PR #9000, opened 2022-01-14
Survey modality

nucleogenesis:
## Summary

Introduces Survey modality support by adding some display logic based on whether the content is a Survey or not. 

- No "correct" / "incorrect" iconography on the answering or reporting
- Simplified CurrentTryOverview - only use that for surveys because TriesOverview summarizes multiple attempts which we don't need here.

It's not super complex logic there in CurrentTryOverview, but I wanted to be sure it was covered and started writing tests for the bits I was going to change and I figured that since I was there I should cover all of the props and display logic. 

https://user-images.githubusercontent.com/6356129/149592925-83f1b683-b021-4d55-b750-6b85c47015f1.mp4

## References

[Figma](https://www.figma.com/file/PxwIrfaqoVeigF19AvQsDj/Surveys?node-id=2%3A1013)

## Reviewer guidance

I tried to make the video cover everything so you don't have to do all this but I think it'd be good if someone spun this up.

### Setup

- Be sure to yarn install and pip install requirements.txt so you have the latest LE Utils & Kolibri constants.
- Make sure you have the latest Kolibri QA Channel
- Go to Exercises -> Channel based quizzes 
- Pick a piece of content from there that you want to update and update it's `options: { modality: SURVEY }` value. I do this in SQLite Browser, but you can probably do it in the Kolibri Shell getting the content node by id, updating it's `extra_fields` JSON accordingly.

### Actually testing
 
- Review the Figma
- Check mobile
- Take multiple tries
- Test while not logged in

----

## Testing checklist

## PR process

## Reviewer checklist

- PR is fully functional
- Documentation is updated


kolibri/core/assets/src/views/ExamReport/CurrentTryOverview.vue
```diff
@@ -128,9 +129,15 @@
...
       },
+      // Whether the modality is a Survey - conditionalizes styles
+      isSurvey: {
+        type: Boolean,
+        default: false,
+      },
     },
     computed: {
       ...mapGetters(['currentUserId']),
+      // QUESTION: Why? Wouldn't anything else fail validation? Why not just call tryValidator here?
```
rtibbles: Validators don't run in production, only in development. This value can still be undefined, so we need to handle that case. Could swap it out for `tryValidator` instead, which might be more robust.

kolibri/core/assets/src/views/ExamReport/CurrentTryOverview.vue
```diff
@@ -171,7 +175,9 @@
         return this.currentTryDefined && !isUndefined(this.currentTry.correct);
       },
       score() {
-        return this.currentTryDefined ? this.currentTry.correct / this.totalQuestions : 0;
```
rtibbles, line 174: Have lost the division here in the small refactor.

kolibri/core/assets/src/views/ExamReport/index.vue
```diff
@@ -403,6 +421,7 @@
           return;
         }
         this.loading = true;
+        console.log(this.getParams());
```
rtibbles: Spare `console.log`

rtibbles (dismissed):
Spotted 1 potential regression in code review. Have not manually tested yet.

kolibri/core/assets/src/views/ExamReport/CurrentTryOverview.vue
nucleogenesis: If the component defines a prop as required and validates it then I think it should be able to operate under the assumption that it won't be used incorrectly. The parent component should (and I think in all/most cases do - can confirm in a bit) guard rendering CurrentTryOverview w/ v-if

kolibri/core/assets/src/views/ExamReport/CurrentTryOverview.vue
nucleogenesis: Will update the test scenario to be more robust thank you!

kolibri/core/assets/src/views/ExamReport/CurrentTryOverview.vue
rtibbles: I don't disagree - but it's not how Vue handles it, so better to be defensive, I think.

pcenov:
Hi @radinamatic and @nucleogenesis, I tried testing this PR with all of the[ Buildkite builds](https://buildkite.com/learningequality/kolibri-python-package/builds/4807) plus directly from the nucleogenesis:survey-modality branch but I am not able to see any of the changes.
I tested with all the available survey exercises and also updated the `options: { modality: SURVEY } `value of an exercise using the SQLite Browser and still I'm not seeing any of the new functionality. Wondering am I missing something? :)

marcellamaki:
@pcenov and @nucleogenesis -- I'm running into a similar problem after having updated an exercise to the SURVEY modality while trying to do some manual QA after a code read through this morning (which looks good!). One thing I did notice as I was troubleshooting is that Modalities.SURVEY coming from `le-utils` seems to be undefined when console logging it. I can't quite sort that out yet, since I've double checked and I have the new `le-utils` version and I checked the PR for the `le-utils` version and it all makes sense reading through. I will do a little more investigating and see if I can find anything else!

rtibbles:
@nucleogenesis looks like you updated the version of `le-utils` but not its corollary JS package `kolibri-constants`. Need to update both! (because of the jank in kolibri-core, will need to update the version in both places it appears in two separate package.jsons)

kolibri/plugins/learn/assets/src/views/CompletionModal/index.vue
```diff
@@ -447,7 +478,7 @@
         message: 'Open the quiz report to review your answers',
         context: 'After learner submitted a practice quiz, they can view the report page.',
       },
-      reviewQuizButtonLabel: {
+      reviewReportButtonLabel: {
```
rtibbles: To avoid faff, probably best not to change message ids right now?

kolibri/plugins/learn/assets/src/views/QuizRenderer/QuizReport.vue
```diff
@@ -84,6 +91,10 @@
         message: 'Try again',
         context: 'Label for a button used to retake the quiz',
       },
+      submitAgainButton: {
+        message: 'Submit again',
+        context: 'Label for a button used to retake the survey',
```
rtibbles:
```suggestion
        context: 'Label for a button used to resubmit the survey',
```

kolibri/plugins/learn/assets/src/views/QuizRenderer/index.vue
```diff
@@ -462,6 +466,11 @@
         context:
           'Action that learner takes to submit their quiz answers so that the coach can review them.',
       },
+      submitSurvey: {
+        message: 'Submit survey',
+        context:
+          'Action that learner takes to submit their exam answers so that the coach can review them.',
```
rtibbles:
```suggestion
          'Action that learner takes to submit their survey answers so that they can be reviewed.',
```

kolibri/plugins/learn/assets/src/views/CompletionModal/index.vue
```diff
@@ -439,6 +462,14 @@
         message: 'Stay here',
         context: 'Label for a button used if learner decides to repeat the completed resource.',
       },
+      reviewSurveyTitle: {
+        message: 'Review survey',
+        context: 'Message to the user to review a survey after they completed it.',
+      },
+      reviewSurveyDescription: {
+        message: 'Open the survey report to review your answers',
+        context: 'After learner submitted a practice survey, they can view the report page.',
```
rtibbles:
```suggestion
        context: 'After learner submitted a survey, they can view the report page.',
```

radinamatic:
Tested running from source (@pcenov please re-test with DEB and EXE assets), and seeing various issues in Firefox on Linux.

> when looking at reports, (surveys) should not display any correct/incorrect information, any scores, or completion criteria.

1. Not seeing any completion criteria, but scores are visible in the `Attempts` dropdown when surveys are submitted multiple times. 
2. When survey resources are browsed in their original channel (`gutuf-potuv` token), all questions display correctly. However, when I try to browse those same resources that are imported in the Kolibri QA channel, the first question (Teacher ID?) never loads properly, but the rest of them do. At one time I caught a glimpse of the `Firefox can’t establish a connection to the server at ws://127.0.0.1:3016/sockjs-node/889/0vwz1pqo/websocket` error that I never saw before 😕 

1 | 2
--- | ---
survey4 | LEDev2111 (start)  Running  - Oracle VM VirtualBox_005

There is also a bit of weirdness in displaying the question area when changing browsing width, and hint appearance seems to be affecting the width of the paragraph (shifting may be affecting readability), but those could be issues with the channel/ricecooker, and not this PR.

1 | 2
--- | ---
survey2 | survey3

pcenov:
In addition to the issues observed by @radinamatic I've reported separately the following issues: https://github.com/learningequality/kolibri/issues/9020, https://github.com/learningequality/kolibri/issues/9021, https://github.com/learningequality/kolibri/issues/9022, https://github.com/learningequality/kolibri/issues/9023
I didn't find any regressions for the learner facing practice quiz scenarios.

rtibbles:
I think we need to fix #9020 and #9023 - before merging the PR. The other two are intended behaviour at the moment as far as I can tell.

nucleogenesis:
@pcenov @radinamatic 

The following fixes have been pushed here:

- Questions ordering in report is now correct
- Infinite loader on submission without answers - now the user sees the dropdown to look through past submissions only
- (Unreported) the "submit" button was not visible so I added some padding on the bottom for small screens. It was getting hidden under the arrow icons at the bottom of the screen
- Squished renderer of the content
- % removed from list of attempts

I could not replicate the issue where the first question stopped working when accessed through the QA channel because I cannot upgrade my channel. I'll see if I can get it working later on.

radinamatic:
1.  
   - Questions ordering in report is now correct ✔️ 
   - Infinite loader on submission without answers - now the user sees the dropdown to look through past submissions only ✔️ 
   - (Unreported) the "submit" button was not visible so I added some padding on the bottom for small screens. It was getting hidden under the arrow icons at the bottom of the screen ✔️ 
   - % removed from list of attempts ✔️ 

2. Squished renderer of the content 🔴 

   Mobile view looks OK, but the issue is still present while resizing on wider screens, or on tablet sizes in landscape mode:

   Firefox | Chrome
   --- | ---
   Selection_112 | Selection_113

   https://user-images.githubusercontent.com/1457929/150770035-9e440611-cc65-4fe4-a974-417ac41caf5e.mp4

3. Hints

   Are still appearing, are those going away? And I did notice that the ID fields are not counting answers that contain letters as _answered_. Did we agree with partners that the student and teachers IDs can contain only numbers @rtibbles?

   https://user-images.githubusercontent.com/1457929/150771675-ec5cada7-b763-4916-8b25-401a43a1b79a.mp4

4. Last thing: seems possible to open the survey even if the user is not signed in (c/p URL), oversight or meant to be...? 🤔

kolibri/plugins/perseus_viewer/assets/src/views/PerseusRendererIndex.vue
```diff
@@ -18,9 +18,10 @@
           <!-- Layout notes
             - Layout12 span8 -> ~66% width on windowIsLarge
             - No other layout definitions means span will be 100%
-            - When not interactive, this should be full width
+            - If we're not allowingHints, then it should be 100% because
+              they're the reason we'd go smaller at all
           -->
-          <KGridItem :layout12="{ span: interactive ? 6 : 12 }">
+          <KGridItem :layout12="{ span: allowHints || interactive ? 6 : 12 }">
```
rtibbles: `allowHints` defaults to `true` so this means that `interactive` will still not have any effect. Needs to be an `&&`.

https://github.com/learningequality/kolibri-design-system/blob/main/lib/content/mixin.js#L103

rtibbles:
> Are still appearing, are those going away? And I did notice that the ID fields are not counting answers that contain letters as answered. Did we agree with partners that the student and teachers IDs can contain only numbers @rtibbles?

Tooltips are not hints. There's nothing that should be stopping the tooltips from appearing, so this is expected behaviour.
It is a numeric input box, so it can only contain numbers - we have communicated this.

> Last thing: seems possible to open the survey even if the user is not signed in (c/p URL), oversight or meant to be...? thinking

Users can take surveys anonymously - I'd say this is intended behaviour for now (even if potentially undesirable in some contexts).

radinamatic:
Installed the APK asset on an Android tablet very similar to the one partner will be using, and content is rendering fine (no squishing), as are apparently all the other survey features 💯 

The only doubt remains why the resources in this channel are not displaying correctly when imported in other channels...? 🤔 
To recap:
> When survey resources are browsed in their original channel (`gutuf-potuv` token), all questions display correctly. However, when I try to browse those same resources that are imported in the Kolibri QA channel, most of the time I get just the loader spinning

To exclude this being a QA channel quirk, I created a brand new channel (`jotuh-mojop` token) and imported only the 4 survey resources from the source channel, but no change. I even thought this might be because the `Allow as channel quiz` option (which is present in the source channel) is not automatically set up when the resources are imported in another channel, and went to check and apply them manually on my new channel, but in Kolibri the only result was to have the counter appear (as it should with channel quizzes), and the resources still do not display correctly. 

The frustrating part is that hardly anything appears as error in the console... 😒 

Source channel | New channel
--- | ---
greece-full-cok | greece-cok

If we are sure that the partner will only be using the `gutuf-potuv` token to view these resources on their tablets, this might not be a blocker, but if they are creating derivative channels, trouble... 😕

rtibbles:
The error looks like an issue with loading the next question inside Perseus - so it is probably being passed a question identifier that does not exist inside the perseus file.

radinamatic:
Ok, since we decided this is not a blocker, let's merge this in! 👍🏽

radinamatic (approved):
Manual QA cleared up, good to go! 🎉

PR #9002, opened 2022-01-18
Content API: Change default ordering to "lft"

manuq:
The API should return the nodes ordered in the same way as they where
authored in Kolibri Studio.

## Reviewer guidance
Create a custom presentation for a channel. Then check that the ordering is the same as the default Kolibri presentation. Which at the same time should be the same ordering as in Kolibri Studio. Here are before/after screenshots:

Before:
regression-before

After:
regression-after

And default (matches after):
regression-default

## Testing checklist

## PR process

## Reviewer checklist

- PR is fully functional
- Documentation is updated

### DIFF
--- a/kolibri/core/content/api.py
+++ b/kolibri/core/content/api.py
@@ -555,14 +555,11 @@ class BaseContentNodeMixin(object):
 
 
 class OptionalPagination(ValuesViewsetCursorPagination):
-    ordering = "id"
+    ordering = ("lft", "id")
     page_size_query_param = "max_results"
 
 
 class OptionalContentNodePagination(OptionalPagination):
-    ordering = "id"
-    page_size_query_param = "max_results"
-
     def paginate_queryset(self, queryset, request, view=None):
         # Record the queryset for use in returning available filters
         self.queryset = queryset


kolibri/core/content/api.py
```diff
@@ -555,12 +555,12 @@ def consolidate(self, items, queryset):
 
 
 class OptionalPagination(ValuesViewsetCursorPagination):
-    ordering = "id"
+    ordering = "lft"
```
rtibbles:
```suggestion
    ordering = ("lft", "id")
```
This seems to have minimal impact on performance and will give a unique ordering every time.

kolibri/core/content/api.py
```diff
@@ -555,12 +555,12 @@ def consolidate(self, items, queryset):
...
     page_size_query_param = "max_results"
 
 
 class OptionalContentNodePagination(OptionalPagination):
-    ordering = "id"
```
rtibbles, line 563: These two lines don't actually need to be here, can just delete them both, as they are inheriting from above.

rtibbles (dismissed):
Doing the joint ordering seems to be the best solution here.

manuq:
Thanks! Suggestion applied and comment addressed.

rtibbles (approved):
QA found no regressions, this is good to go.

rtibbles:
Unrelated build failure in the Debian build. Merging.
++++++++++
Exercise instructions: Scan the records above for the string "currentTryDefined", then select every line that holds it.

Exercise output:
         return this.currentTryDefined && !isUndefined(this.currentTry.correct);
-        return this.currentTryDefined ? this.currentTry.correct / this.totalQuestions : 0;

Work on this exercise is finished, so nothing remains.